2009 was a very full year for me. Over thirty presentations, in locations ranging from Delaware to Wyoming to Ohio to Denver to Tucson to Sweden–and of course Baylor University, where I did many presentations and facilitated many others in my role as Director of the Academy for Teaching and Learning. A new role with the New Media Consortium as a member of its Board of Directors. A trip to Barcelona to participate in the Open EdTech 2009 conference. The blog was quieter than I’d like it to be (I have a lot of back-blogging to do), but elsewhere the cycle of presentations kept me at the keyboard for a great deal of writing. I presented again in Second Life, a keynote address for the NMC’s fall symposium, and held two classes there. In the first part of 2009, the ATL welcomed Hillary Blakeley as its first Graduate Fellow, and about the same time we got our first office manager, Melissa Bilbro. In the fall term, we welcomed Ashley Palmer-Boyes as our second ATL Graduate Fellow, and we began our first Faculty Fellows program. Summer 2009 was my first time administering and participating in the Baylor Summer Faculty Institute, the flagship faculty development program on our campus. I also had my first opportunity to collaborate with Baylor’s Electronic Library and Central Libraries in the Educational Technology Showcase.
While all this was going on, I also taught my first two classes at Baylor, both of them First Year Seminars entitled “From Memex to YouTube: An Introduction to New Media Studies.” One student in the spring got his work featured in a showcase on the Doug Engelbart Institute web page. A student in the fall term will present with me and with Baylor E-Learning Librarian Ellen Filgo at the 2010 annual meeting of the EDUCAUSE Learning Initiative. Along the way I also wrote a short essay for EDUCAUSE Review, collaborated on another essay with my fellow ELI Advisory Board members, and contributed to an ELI white paper on Learning Environments.
And there was much more besides, far too much to itemize here.
By the end, I was ready for the holiday break, but I hadn’t counted on “break” becoming literal–I slipped on black ice while walking the dog outside a motel in Salem, Virginia, and broke my ankle. It was a relatively minor break, and I’m pretty much off crutches, but it does hurt a bit … well, rather much at times, but nothing unbearable. All hail my wife Alice, who did all the driving on the way back and got us here safe and sound to ring in the New Year.
Yesterday we stopped at Chris Bell’s grave in Bartlett, Tennessee, to pay our respects to the founder and visionary behind Big Star.

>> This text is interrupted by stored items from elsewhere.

Issue #1967, opened 2017-05-26
p5.Element.mouseDragged not a function


limzykenneth:
I'm trying to attach `mouseDragged` event on a p5.Element, specifically an instance mode canvas. The reason I want to attach it to the element and not just use the global function or `p5.Element.mouseMoved` is because I have multiple canvases and I don't want event from one to leak over to the other, I will be dragging on the second canvas as well but I don't want the first canvas to fire its `mouseDragged` function.

First of all, is this actually a non-issue and I'm missing something obvious?

Second, I saw #752 asking about this but not much reason given why mouseDragged is not in p5.Element, so would it be possible at all to implement?

P.S. I thought I might mention this has nothing to do with the latest bug with mouseDragged in 0.5.10

lmccart:
hmm I vaguely recall there being some reason there's no mouseDragged method for p5.Element but it's hard to remember what it was. I'm open to adding this though, if possible.

limzykenneth:
I guess it is just chaining `mousePressed` and `mouseReleased`. There are several cases to consider: releasing the mouse outside the canvas; pressing outside then dragging in the canvas; pressing and releasing outside the canvas but still dragging in it. Not sure about the possibility of implementing them.

I have a project that may require this but at the moment I just used some hack to get around it. Currently still working on said project and couldn't work on this, it would be great if someone can have a closer look at this. 😜

lmccart:
thinking about it more... as I recall, the main problem was that you can't necessarily detect crossing into or out of an element while mouse is down. this confusion might cause the function to feel more broken than correct. that is, if you expect it to only fire when mouse is dragged over an element, then it would feel broken to not fire when you start outside and drag in, or you start inside and drag out.

limzykenneth:
@lmccart I'm hacking something together for my project with p5.element version of `mousePressed`, `mouseMoved` and `mouseReleased`, for the most part it works as I expected, mouse dragging is only handle when the mouse is pressed in said element; mouse moving (while pressed) will stop updating if the cursor went outside the element but will resume correctly when moving back which I think is reasonable behaviour.

The larger problem lies with releasing outside the element. The element, as you pointed out indirectly, will not know the mouse is released outside the element, as such I need to have a global mouse release listener to clean up the whole thing. The whole process will need to keep a state variable which simply keep track of whether it is in the "drag" state (mouse pressed in the element and not released anywhere yet).

[...]

PR #3082, opened 2018-07-13
Unlink touch/mouse events firing to fix #1875

### LINKED ISSUE #1875: <Select> Elements not responsive on mobile device browsers
After some investigation, and @JimishF pointing out that this is unrelated to #1864 and #1868, here's a whole new issue: select elements created using createSelect() are unresponsive on mobile browsers. I've tested this on:

* PhoneGap/Cordova
* Chrome on Android
* Safari on iOS 

To replicate this in Chrome or Safari:

1. Create the sketch below
2. Run a local server in the sketch directory: `$ python -m SimpleHTTPServer` works for me on OSX.
3. Open the page in either browser.
4. Tap the select element

You should get no response from the select, but you can add elements to it using the button (just proving that it really is unrelated to #1864 and #1868) 

The sketch:

```
var responseDiv, opts, addButton;
function setup() {
  console.log('starting');
  opts = createSelect();
  opts.position(10, 10);
  opts.size(150, 30)
  opts.option('Pick a device', random(34));
  opts.option('fee', random(34));
  opts.option('fie', random(34));
  opts.option('fo', random(34));
  opts.changed(fum);

  responseDiv = createDiv('tap the scan button to begin');
  responseDiv.position(10, 100);
  addButton = createButton('add an option');
  addButton.position(10, 40);
  addButton.touchEnded(addSomething);
}


function fum(event) {
  console.log(event.target);
  responseDiv.html(opts.value());
}

function addSomething() {
  var number = random(34);
  opts.option('another'+ number, number);
}

```

To test in PhoneGap:

1. Follow [Jiashan's instructions](https://github.com/OhJia/p5Mobile/wiki/Phonegap) to make a p5 PhoneGap project.
2. Add p5.dom.js to the list of script includes in the index.html as well.
3. run the app on your phone. Should see the same results.

To test in Chrome on OSX:

1. Open page locally
2. Open JavaScript Console
3. Click "Toggle Device Toolbar (shift-command-M) in JS console
4. Pick any of the Android or iOS devices
You should see the same results.

Strangely, I was able to get <select> items to work with an older version of p5, but it was a version where touch events were erroneously sent twice. I will attempt to replicate, haven't managed to so far. It was pre-0.5.3.

I'm cross-posting this on Jiashan's p5Mobile repo just in case it belongs there instead, but it seems general enough that it's worth solving for p5 in general.

kjhollen:
- core/mouse.js: removes touch events from firing in mouse.js events
- core/touch.js: removes mouse events from firing in touch.js events
- core/p5.Element.js: removes touch events from firing in mouse
  functions and mouse events from firing in touch-related functions

to alleviate double-firing of mouse & touch events when working
with p5.dom elements. now, library users should favor using
mouse events for p5.Elements instead of touch (modern mobile
devices will link these automatically -- but using the mouse
events ensures they will happen on a desktop machine for testing,
too). the exception is if the user would like to track touch
movement on a mobile or tablet device: then touchMoved should be
used.

touch events will no longer fire on desktop browsers, unless
using dev tools to simulate mobile devices.

relevant documentation for mouse and touch events is updated
to more accurately describe the new behavior.

the p5.Element case is a little strange because there is no passing of touchMoved to mouseDragged, because there is no mouseDragged in p5.Element (see #1967). moreover, whether or not a mouse event is triggered by touch seems a little inconsistent. I can make a mouseMoved event appear if I long-tap (contact with no movement) on the device, but only a single mouseMoved. a quick tap can trigger 4 different mouse events if they are all registered: mouseMoved, mousePressed, mouseReleased, and mouseClicked if all are registered. I feel like this information is valuable but couldn't figure out how to attach it to the p5.Element events; I am open to suggestions on this!

### DIFF
--- a/src/core/p5.Element.js
+++ b/src/core/p5.Element.js
@@ -231,7 +231,6 @@ p5.Element.prototype.class = function(c) {
  */
 p5.Element.prototype.mousePressed = function(fxn) {
   adjustListener('mousedown', fxn, this);
-  adjustListener('touchstart', fxn, this);
   return this;
 };
 
@@ -399,7 +398,6 @@ p5.Element.prototype.mouseWheel = function(fxn) {
  */
 p5.Element.prototype.mouseReleased = function(fxn) {
   adjustListener('mouseup', fxn, this);
-  adjustListener('touchend', fxn, this);
   return this;
 };
 
@@ -512,7 +510,6 @@ p5.Element.prototype.mouseClicked = function(fxn) {
  */
 p5.Element.prototype.mouseMoved = function(fxn) {
   adjustListener('mousemove', fxn, this);
-  adjustListener('touchmove', fxn, this);
   return this;
 };
 
@@ -748,7 +745,6 @@ p5.Element.prototype.mouseOut = function(fxn) {
  */
 p5.Element.prototype.touchStarted = function(fxn) {
   adjustListener('touchstart', fxn, this);
-  adjustListener('mousedown', fxn, this);
   return this;
 };
 
@@ -789,7 +785,6 @@ p5.Element.prototype.touchStarted = function(fxn) {
  */
 p5.Element.prototype.touchMoved = function(fxn) {
   adjustListener('touchmove', fxn, this);
-  adjustListener('mousemove', fxn, this);
   return this;
 };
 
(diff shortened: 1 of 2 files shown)


kjhollen:
hmm, something's not right in my git history. stand by...

PR #3080, opened 2018-07-10
p5.Camera Reorganization

AidanNelson:
Rebased p5.Camera Reorganization from #3063.  

Updates:
* several documentation updates,
* adds an `_isActive()` helper method to p5.Camera prototype, called before each update to the renderer in ortho(), perspective(), or camera() to support multiple cameras,
* fixes resize issue: current behavior has default cameras updating both eyeZ and aspectRatio during resize, whereas custom cameras only update aspectRatio,
* removes `return this;` from constructor.

PR #3083, opened 2018-07-13
p5.Camera unit tests

AidanNelson:
This adds unit tests for the p5.Camera object as added in #3080.

I wasn't quite sure how to create tests for projection matrices without simply recreating the ortho() and perspective() functions in the test, so any feedback on that would be appreciated!

### DIFF
--- a/test/unit/webgl/p5.Camera.js
+++ b/test/unit/webgl/p5.Camera.js
@@ -3,17 +3,6 @@ suite('p5.Camera', function() {
   var myCam;
   var delta = 0.001;
 
-  // copy of p5.Vector.prototype.angleBetween...
-  var angleBetween = function(a1, a2, a3, b1, b2, b3) {
-    var dotProd = a1 * b1 + a2 * b2 + a3 * b3;
-    var dotmagmag =
-      dotProd /
-      (Math.sqrt(a1 * a1 + a2 * a2 + a3 * a3) *
-        Math.sqrt(b1 * b1 + b2 * b2 + b3 * b3));
-    var angle = Math.acos(Math.min(1, Math.max(-1, dotmagmag)));
-    return angle;
-  };
-
   // returns values to test which have changed
   var getVals = function(cam) {
     return {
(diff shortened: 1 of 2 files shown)


kjhollen:
hey @AidanNelson, instead of replicating the ortho/perspective/etc functions in the unit tests, what you'll do instead is determine the expected values for each entry of the matrix and hard code them. in theory, the 'expected' values are generally known ahead of time and not computed—things that are easily unit-testable have predictable results.

this feels hard for me to explain, somehow—if this doesn't make sense, we can set up some time on google hangouts.

test/unit/webgl/p5.Camera.js
```diff
@@ -0,0 +1,208 @@
...
+  suite('Projection', function() {
+    test('ortho() sets renderer uPMatrix', function() {
+      myCam.ortho(-10, 10, -10, 10, 0, 100);
+
+      for (let i = 0; i < myCam.projMatrix.mat4.length; i++) {
+        assert.strictEqual(
+          myCam.projMatrix.mat4[i],
+          myp5._renderer.uPMatrix.mat4[i]
+        );
+      }
```
kjhollen: in the same test, we should check if the expected values are in the matrix with additional assertions. you can add an argument to the assert call to print a more helpful error so it's obvious if the error was that the matrices didn't match or that they didn't have the expected values (applies to next test, too)

test/unit/webgl/p5.Camera.js
```diff
@@ -0,0 +1,208 @@
...
+    });
+
+    test('perspective() sets projection matrix correctly', function() {
+      //prettier-ignore
+      var control = [1,  0,   0,  0,
+                     0, -1,   0,  0,
+                     0,  0,  -3, -1,
+                     0,  0, -40,  0];
+
```
kjhollen: cool. another good value to test is the default! you may want to write a helper function that iterates over two arrays or matrices to check their values—or maybe there's already a chai function that already handles arrays?

test/unit/webgl/p5.Camera.js
```diff
@@ -0,0 +1,208 @@
...
+        assert.strictEqual(myCam.projMatrix.mat4[i], control[i]);
+      }
+    });
+  });
+
+  suite('Helper Functions', function() {
+    test('copy() returns a new p5.Camera object', function() {
+      var newCam = myCam.copy();
+      assert.instanceOf(newCam, p5.Camera);
+      assert.notDeepEqual(newCam, myCam);
```
kjhollen: should check that the values for both are the same here, to ensure that the copy worked

test/unit/webgl/p5.Camera.js
```diff
@@ -0,0 +1,208 @@
...
+    });
+
+    test('_getLocalAxes() returns three vectors', function() {
+      var local = myCam._getLocalAxes();
+      for (let j = 0; j < 3; j++) {
+        assert.typeOf(local.x[j], 'number');
+        assert.typeOf(local.y[j], 'number');
+        assert.typeOf(local.z[j], 'number');
```
kjhollen: great. are there any other conditions that should be true here? should the axes be normalized? should they be orthogonal?

AidanNelson:
Ok, @kjhollen I added several unit tests and updated them throughout to ...
* set camera defaults in the test-suite setup, in case these default values ever change in the library,
* use a hardcoded camera or projection matrix as the expected value,
* use chai's `deepEqual` assertion to iterate over matrix values,
* also sometime also check eyeXYZ, or upXYZ so that error messages would be more helpful.

test/unit/webgl/p5.Camera.js
```diff
@@ -0,0 +1,208 @@
...
+      for (let i = 0; i < myCam.projMatrix.mat4.length; i++) {
+        assert.strictEqual(
+          myCam.projMatrix.mat4[i],
+          myp5._renderer.uPMatrix.mat4[i]
+        );
+      }
+    });
+
+    test('perspective() sets renderer uPMatrix', function() {
+      myCam.perspective(Math.PI / 3.0, 1, 1, 100);
```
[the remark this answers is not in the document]
AidanNelson: Yes, but the view will be reversed!  I wasn't sure whether / how to check for this (and a few other) edge cases which produce valid matrices but unexpected views.

test/unit/webgl/p5.Camera.js
AidanNelson: Yes, those checks are added.

test/unit/webgl/p5.Camera.js
AidanNelson: Added a test for this.

test/unit/webgl/p5.Camera.js
AidanNelson: Yes, switched to using chai's deepEqual assertion.

test/unit/webgl/p5.Camera.js
```diff
@@ -0,0 +1,540 @@
+suite('p5.Camera', function() {
+  var myp5;
+  var myCam;
+  var delta = 0.001;
+
+  // copy of p5.Vector.prototype.angleBetween...
+  var angleBetween = function(a1, a2, a3, b1, b2, b3) {
```
kjhollen: hmm, I think it ought to be ok to just use the vector version (and make some vectors) when you need this? unless I'm missing something?

AidanNelson: Ok.  I was trying to keep it isolated, but not for any particular reason!

AidanNelson:
Ok!  Once #3088 is merged, I could add a unit test for orbitControl using the `p5.Camera.prototype._orbit()` method directly (without needing mouse input).

kjhollen:
cool! a nice bonus is that using p5.Vector made the test more legible too :)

This afternoon my son and I watched Blade Runner together. Ian’s a budding filmmaker and he wanted to see what all the BR fuss was about. Now he knows. Tonight the family played its way through the Beatles Rock Band game. The credit sequence took forever, but I was so intent on hearing all the studio chatter that I sat through it all. The game designers know how to please the Beatles geeks, without a doubt. Our reward for our patience with the IP scroll was an encore performance of “The End.” Then we found out we’d unlocked the 1963 Beatles Christmas record. We’ve long known those records at our house, but it was a pleasant surprise to find the 1963 record among the treasures in the game.
A good way to begin 2010.
Gardner,
Wow, a presentation roughly every 12 days, your NMC involvement, and teaching certainly qualify as full year! Delighted that you are co-presenting with a student at the ELI 2010 Annual Meeting and look forward to the resources that follow.